I wonder what the advantage of pellets is over test undecanoate. 

It seems to me that the pellets are a lot more invasive.


----------



## GSgator (Feb 24, 2022)

How long do these pellets last and how long was it uncomfortable after getting them implanted ?


----------



## JackAsserson (Feb 24, 2022)

GSgator said:


> How long do these pellets last and how long was it uncomfortable after getting them implanted ?

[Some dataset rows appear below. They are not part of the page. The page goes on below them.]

PR #1202, opened 2020-02-26
[3030] Add health check endpoint to test DB,Redis & Sidekiq

aliuk2012:
### Context
We need an endpoint that we can use to test that the API's DB, Redis Instance and Sidekiq is all working. We will use this to alert us when there are issues with the platform.

As a member of the team
I would like to know when the app is having an outage
So that I can respond as soon as possible

Add healthcheck endpoints to our services that report the status of any dependencies the app has, i.e. DB connection, Redis connection, API connection (using /ping), etc.

### Success

* We have an endpoint that checks that the API can connect to:
  * DB
  * Redis
  * sidekiq
* The status is emitted as JSON.

Returns the following JSON:

```json
{
  "checks": {
    "database": true,
    "redis": true,
    "sidekiq": true,
    "sidekiq_queue": true
  }
}
```
### Guidance to review
run `bundle exec rails s` and then in the browser go to `localhost:3001/healthcheck` to see the results. Try stopping your db,redis and sidekiq and test the results.
### Checklist

- [x] Attach to Trello card
- [x] Rebased master
- [x] Cleaned commit history


aliuk2012:
[Add /healthcheck endpoint to ttapi](https://trello.com/c/XNOMhtNQ/3030-add-healthcheck-endpoint-to-ttapi)

aliuk2012:
[Add /healthcheck endpoint to ttapi](https://trello.com/c/XNOMhtNQ/3030-add-healthcheck-endpoint-to-ttapi)

aliuk2012:
[Add /healthcheck endpoint to ttapi](https://trello.com/c/XNOMhtNQ/3030-add-healthcheck-endpoint-to-ttapi)

aliuk2012:
[Add /healthcheck endpoint to ttapi](https://trello.com/c/XNOMhtNQ/3030-add-healthcheck-endpoint-to-ttapi)

aliuk2012:
[Add /healthcheck endpoint to ttapi](https://trello.com/c/XNOMhtNQ/3030-add-healthcheck-endpoint-to-ttapi)

TobyRet:
@aliuk2012 - are there plans to set up a cron job to ping the health check endpoint? What will we be using to monitor success / failure?

aliuk2012:
I'm not 100% sure, I'll leave @misaka to answer those very valid questions.

timabell:
I think I like `/ping` as an endpoint, it's easy to remember

timabell:
I'd squash all those commits into one.

aliuk2012:
I was going to repurpose the existing `/ping` endpoint but decided against it for two reasons
- I wasn't sure where we were using it and making changes might break things
- `/ping` could be a very cheap way just to check a connection can be made without querying activerecord/sidekiq and redis.

aliuk2012:
I'll squash them once this PR is ready to be merged

timabell:
Works for me :heart: 
Good job!

```
$ curl localhost:3001/healthcheck
{"checks":{"database":true,"redis":false,"sidekiq":false,"sidekiq_queue":false}}%                                                                                                
```

app/controllers/heartbeat_controller.rb
```diff
@@ -0,0 +1,51 @@
+require "sidekiq/api"
+
+class HeartbeatController < ActionController::API
+  def ping
```
timabell: do we need this as well as `healthcheck`? seems redundant

timabell:
I think we should kill the old ping-pong unless we know for sure it's needed. Clean code and all that. We can still tell the difference between dependency failure (`502`) and complete service failure (`500` or connection failure) with the new endpoint.

timabell:
* front-door spams the hell out of `/ping` so wouldn't want to make that expensive
* swap-slot uses ping too, would be good for that to switch to the advanced healthcheck in this PR

:ship: it

app/controllers/heartbeat_controller.rb
misaka: I say we keep it for stuff like Frontdoor that pings several times a second.

app/controllers/heartbeat_controller.rb
```diff
@@ -0,0 +1,51 @@
...
+
+  def healthcheck
+    checks = {
+      database: database_alive?,
+      redis: redis_alive?,
+      sidekiq: sidekiq_alive?,
+      sidekiq_queue: sidekiq_queue_healthy?,
+    }
+
+    status = :bad_gateway unless checks.values.all?
```
misaka: This could be clearer that we'll end up with a success code.

PR #1205, opened 2020-02-26
[3055] All modern languages are now returned in edit options

faissalMT:
Co-authored-by: asmega <phil.lee@digital.education.gov.uk>

### Context
The way we currently handle modern languages means that frontends can't always tell which subjects are modern language or regular subjects, and cannot tell whether or not a given subject they have is the modern language subject. This makes it difficult to create a wizard that allows for the modification of modern language subjects in an existing course, or to allow us to decide whether or not a given subject should be replaced by a new value when modifying a subject during course creation.

Always send modern languages via `edit_options` and send details regarding the modern language subject.

### Guidance to review
This change will break the the modern language pages, as they will infer that they need to change the modern languages from the fact that modern languages are being sent back, rather than being `nil`, hence we'll want to hold back this card until the frontends are updated.

### Checklist

- [x] Attach to Trello card
- [x] Rebased master
- [x] Cleaned commit history


spec/requests/api/v3/providers/courses/index_spec.rb
```diff
@@ -233,7 +233,121 @@ def perform_request
...
+                        "subject_code" => "24",
+                        "bursary_amount" => "26000",
+                        "early_career_payments" => "2000",
+                        "scholarship" => nil,
+                        "subject_knowledge_enhancement_course_available" => true,
+                      },
+                    },
+                  ],
+                  "modern_languages_subject" => {
+             "id" => 33,
```
defong: linter?

PR #1211, opened 2020-02-28
[3025] Add User notifications table

danielburnley:
### Context

In order to control which users have notifications on for which provider - we need to add a join
table between the `User` and `Provider`.

- Add a join table between user and provider

### Checklist

- [x] Attach to Trello card
- [x] Rebased master
- [x] Cleaned commit history

### DIFF
--- a/db/migrate/20200227105316_add_user_notifications_table.rb
+++ b/db/migrate/20200227105316_add_user_notifications_table.rb
@@ -1,0 +1,14 @@
+class AddUserNotificationsTable < ActiveRecord::Migration[6.0]
+  def change
+    create_table :user_notification do |t|
+      t.integer :user_id, null: false
+      t.string :provider_code, null: false
+      t.boolean :course_update, default: false
+
+      t.timestamps
+    end
+
+    add_foreign_key :user_notification, :user
+    add_index :user_notification, :provider_code
+  end
+end
--- a/db/schema.rb
+++ b/db/schema.rb
@@ -10,7 +10,7 @@
 #
 # It's strongly recommended that you check this file into your version control system.
 
-ActiveRecord::Schema.define(version: 2020_02_21_151215) do
+ActiveRecord::Schema.define(version: 2020_02_27_105316) do
 
   # These are extensions that must be enabled in order to support this database
   enable_extension "pg_buffercache"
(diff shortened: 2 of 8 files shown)


db/schema.rb
```diff
@@ -303,6 +303,14 @@
     t.index ["email"], name: "IX_user_email", unique: true
   end
 
+  create_table "user_notification", force: :cascade do |t|
+    t.integer "user_id"
```
defong: can be nullable?

db/schema.rb
```diff
@@ -303,6 +303,14 @@
...
+    t.string "provider_code"
```
defong: can be nullable?

db/schema.rb
faissalMT:
```suggestion
    t.integer "user_id", null: false
```

db/schema.rb
faissalMT:
```suggestion
    t.integer "provider_code", null: false
```

spec/models/user_notification_spec.rb
```diff
@@ -0,0 +1,44 @@
...
+      let(:provider_one) { create(:provider) }
+      let(:provider_two) { create(:provider) }
+
+      before do
+        UserNotification.new(user_id: user.id, provider_code: provider_one.provider_code).save!
+        UserNotification.new(user_id: user.id, provider_code: provider_two.provider_code).save!
+      end
+
+      it "Returns only user notifications the first provider" do
+        notifications = UserNotification.for_provider(provider_one.provider_code).all
```
defong:
```suggestion
        notifications = described_class.for_provider(provider_one.provider_code)
```
maybe use `described_class`

I don't think there is a need for `.all`

I'm not sure  of `for_provider`

```ruby 
UserNotification.find_by(provider_code: provider_one.provider_code)
```

In fact do we actually need it....
```ruby
provider.user_notifications # give lists of users...
course.provider.user_notifications # give lists of users...
course.accrediting_provider.user_notifications # give lists of users that belongs to accrediting_provider...
```

`for_provider` I leave that for your consideration

db/migrate/20200227105316_add_user_notifications_table.rb
```diff
@@ -0,0 +1,13 @@
+class AddUserNotificationsTable < ActiveRecord::Migration[6.0]
+  def change
+    create_table :user_notification do |t|
+      t.integer :user_id, null: false
+      t.string :provider_code, null: false
```
defong: maybe index  something similar to 

https://github.com/DFE-Digital/teacher-training-api/blob/f4cedf7c693592147600f4131405b21be343eb9d/db/migrate/20190711074433_change_course_accrediting_provider_id_to_code.rb#L8

spec/models/user_notification_spec.rb
```diff
@@ -0,0 +1,44 @@
...
+#  updated_at    :datetime         not null
+#  user_id       :integer          not null
+#
+describe UserNotification, type: :model do
+  describe "associations" do
+    let(:organisation) { create(:organisation, providers: [provider]) }
+    let(:user) { create(:user, organisations: [organisation]) }
+    let(:provider) { create(:provider) }
+
+    subject { UserNotification.new(user_id: user.id, provider_code: provider.provider_code) }
```
defong:
```suggestion
    subject { described_class.new(user_id: user.id, provider_code: provider.provider_code) }
```

maybe use `described_class`

spec/models/user_notification_spec.rb
danielburnley: Described class could work for sure - will give it a poke

Though I do think you're right here, the trello task implied that methods would be needed, but didnt specify. I think I could scrap this and do the follow up card and see if any methods are required after doing that

db/migrate/20200227105316_add_user_notifications_table.rb
danielburnley: :eyes:

PR #1212, opened 2020-02-28
[3061] Can return all courses for sitemap

asmega:
### Context

- https://trello.com/c/zOB0CYyM/3061-fix-sitemap
- Sitemap currently only able to generate 10 courses due to pagination
- This is the backend fix to remove pagination from courses if correct parameters are sent

- If correct params are given to courses endpoint we remove pagination
and return all courses
- So that it can be used by Find to generate sitemap
- Switch v3 courses controller to use v3 courses serialiser
- Courses controller now always includes provider association
- This is to prevent n+1 queries
- jsonapi :include is not used as causes many additional SQL queries
- Test slices out `updated_at` as cannot use `Timecop` as multiple
providers cannot be created at the same time due to uniqueness index

### Guidance to review

- Visit http://localhost:3001/api/v3/recruitment_cycles/2020/courses?fields[courses]=course_code,provider_code,updated_at
- Should return all records without pagination
- Should only return enough data to generate sitemap client side

### Checklist

- [X] Attach to Trello card
- [x] Rebased master
- [X] Cleaned commit history

### DIFF
--- a/app/controllers/api/v3/courses_controller.rb
+++ b/app/controllers/api/v3/courses_controller.rb
@@ -6,9 +6,21 @@ module API
       before_action :build_courses
 
       def index
-        course_search = CourseSearchService.call(filter: params[:filter], sort: params[:sort], course_scope: @courses)
+        course_search = CourseSearchService.call(filter: params[:filter],
+                                                 sort: params[:sort],
+                                                 course_scope: @courses)
 
-        render jsonapi: paginate(course_search), fields: fields_param, include: params[:include], meta: { count: course_search.count }, class: CourseSerializersService.new.execute
+        results = if disable_pagination?
+                    course_search
+                  else
+                    paginate(course_search)
+                  end
+
+        render jsonapi: results,
+          fields: fields_param,
+          include: params[:include],
+          meta: { count: results.count },
+          class: CourseSerializersServiceV3.new.execute
       end
 
       def show
@@ -24,11 +36,21 @@ module API
 
     private
 
+      def disable_pagination?
+        if params[:fields] && params[:fields][:courses]
+          (params[:fields][:courses].split(",") & fields_required_to_disable_pagination).size == 3
+        end
+      end
+
+      def fields_required_to_disable_pagination
+        %w[course_code provider_code changed_at]
+      end
+
       def build_courses
         @courses = if @provider.present?
-                     @provider.courses
+                     @provider.courses.includes(:provider)
                    else
-                     @recruitment_cycle.courses
+                     @recruitment_cycle.courses.includes(:provider)
                    end
       end
 
--- a/app/serializers/api/v3/serializable_course.rb
+++ b/app/serializers/api/v3/serializable_course.rb
@@ -19,7 +19,7 @@ module API
                  :content_status, :ucas_status, :funding_type,
                  :level, :is_send?, :english, :maths, :science, :gcse_subjects_required,
                  :age_range_in_years, :accrediting_provider,
-                 :accrediting_provider_code, :level
+                 :accrediting_provider_code, :level, :changed_at
 
       attribute :start_date do
         @object.start_date.strftime("%B %Y") if @object.start_date
--- a/Gemfile
+++ b/Gemfile
@@ -104,7 +104,7 @@ gem "request_store"
 gem "dry-container"
 
 # For geocoding and geographic logic (e.g: filtering sites by ranges)
-gem 'geokit-rails'
+gem "geokit-rails"
 
 group :development, :test do
   # add info about db structure to models and other files
--- a/spec/requests/api/v3/courses/index_spec.rb
+++ b/spec/requests/api/v3/courses/index_spec.rb
@@ -512,4 +512,41 @@ describe "GET v3/courses" do
       expect(headers["Total"]).to be_present
     end
   end
+
+  describe "when requesting course_code, provider_code, changed_at fields for sitemap" do
+    around do |example|
+      max_per_page = Kaminari.config.max_per_page
+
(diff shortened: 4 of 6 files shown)


app/serializers/api/v3/serializable_course.rb
```diff
@@ -19,7 +19,7 @@ def enrichment_attribute(name, enrichment_name = name)
                  :content_status, :ucas_status, :funding_type,
                  :level, :is_send?, :english, :maths, :science, :gcse_subjects_required,
                  :age_range_in_years, :accrediting_provider,
-                 :accrediting_provider_code, :level
+                 :accrediting_provider_code, :level, :updated_at
```
dankmitchell: I think we need ‘changed_at’ instead as that looks at all associations too

dankmitchell:
[Fix sitemap (backend)](https://trello.com/c/zOB0CYyM/3061-fix-sitemap)

app/controllers/api/v3/courses_controller.rb
```diff
@@ -24,11 +36,19 @@ def show
 
     private
 
+      # Used for sitemap on Find
+      # When these fields are specified return all results for sitemap
```
danielburnley: Could this comment be removed by improving the readability of the code?

app/controllers/api/v3/courses_controller.rb
```diff
@@ -24,11 +36,19 @@ def show
...
+      def disable_pagination?
+        if params[:fields] && params[:fields][:courses]
+          (params[:fields][:courses].split(",") & %w[course_code provider_code updated_at]).size == 3
+        end
+      end
```
danielburnley: Disabling pagination via a specific combination of `fields` feels... odd to me? I'd expect something more explict and less surprising but i'm not sure what it could be. 

At the very least I think this could read better if the check was something along the lines of:

```ruby
params[:fields][:courses].split(",") == fields_required_To_disable_pagination
``` 

Or something similarly explict

misaka: I think I agree. I had in mind an approach where the user could disable pagination / increase the page size over a threshold, and if so requested it would then ensure that the fields requested are appropriate (any of `%w[course_code provider_code updated_at]`). If any other fields are requested, it would raise a 4XX error, perhaps with info about which fields can/can't be requested.

app/controllers/api/v3/courses_controller.rb
```diff
@@ -24,11 +36,19 @@ def show
...
+
       def build_courses
         @courses = if @provider.present?
                      @provider.courses
```
misaka: Does this automatically include providers?

asmega: It does not. I have now added this

app/controllers/api/v3/courses_controller.rb
asmega: done

app/serializers/api/v3/serializable_course.rb
asmega: I wasn't aware of this. It has now been changed :)

app/controllers/api/v3/courses_controller.rb
asmega: I've have made @danielburnley suggestion of extracting to a method. Although `==` cannot be used as ordering is not guaranteed.

As for the more general note of how we disable/enable pagination and flow I think this needs to be done at a higher level overall otherwise we'll get shotgun snippets of code like this everywhere. That I think is outside the scope of this ticket

misaka: Why is this outside the scope of this ticket? This ticket is about that very thing, being able to disable pagination, so we should implement it in a fitting way, unless it's a big enough piece of work that warrants being pulled out.

asmega: If the client wants to disable pagination they should be able to add a flag/param for this which we should respect. If the client wants fewer or custom fields they should ask for that too.

If we feel like we're giving out too much info (fields-wise) I think that means that the data should be on another endpoint which the client would have to make a request to.

If we're concerned about who does this then ie which clients. may this should be done at an authorisation level eg. only these sets of api keys can disable pagination as a feature

If we're concerned about the amount of data sent because it's the whole dataset and therefore performance issues then I think pagination should not be disabled and the client will have to simply paginate through the dataset

misaka: I'm not sure I understand why this means that we should implement this as a magical "we'll disable pagination if you specify the right fields" approach.

My point is that the client should be in charge of defining the request it's making, and it shouldn't get _ALL_ the results back if it happens to decide that it only needs `course_code`, `provider_code` and `updated_at`. That would probably be surprising, and being a public API we shouldn't make assumptions about how it's used, and try to be as unsurprising as possible.

asmega: Ok, I see. I can do `?paginate=false` defaults to true and only if these fields are specified then disable pagination. My point is that the feature of disabling pagination should that only be applicable for this endpoint? Otherwise we'll have other areas where we'll end up having to do the same thing

misaka: Ya, so that's a good point that this mechanism should be more widely defined. I'd be happy if we hacked this in for now with `per_page=65535` or something like that. At least it'll be less surprising.

asmega:
I'm closing this in favour of https://github.com/DFE-Digital/teacher-training-api/pull/1220 to solve the pagination problem first

asmega:
https://github.com/DFE-Digital/teacher-training-api/pull/1224 now replaces this PR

It was uncomfortable for probably a week, but I was active the entire time hiking and wading through creeks. Now I don’t notice it at all whatsoever. I think the duration is 5 months


----------



## Send0 (Feb 24, 2022)

JackAsserson said:


> It was uncomfortable for probably a week, but I was active the entire time hiking and wading through creeks. Now I don’t notice it at all whatsoever. I think the duration is 5 months


Check to see what your levels are about 3 - 3.5 months in.


----------



## JackAsserson (Feb 24, 2022)

Send0 said:


> Check to see what your levels are about 3 - 3.5 months in.


The doctor will be doing blood work every 5 weeks or so


----------



## JackAsserson (Feb 24, 2022)

Send0 said:


> Check to see what your levels are about 3 - 3.5 months in.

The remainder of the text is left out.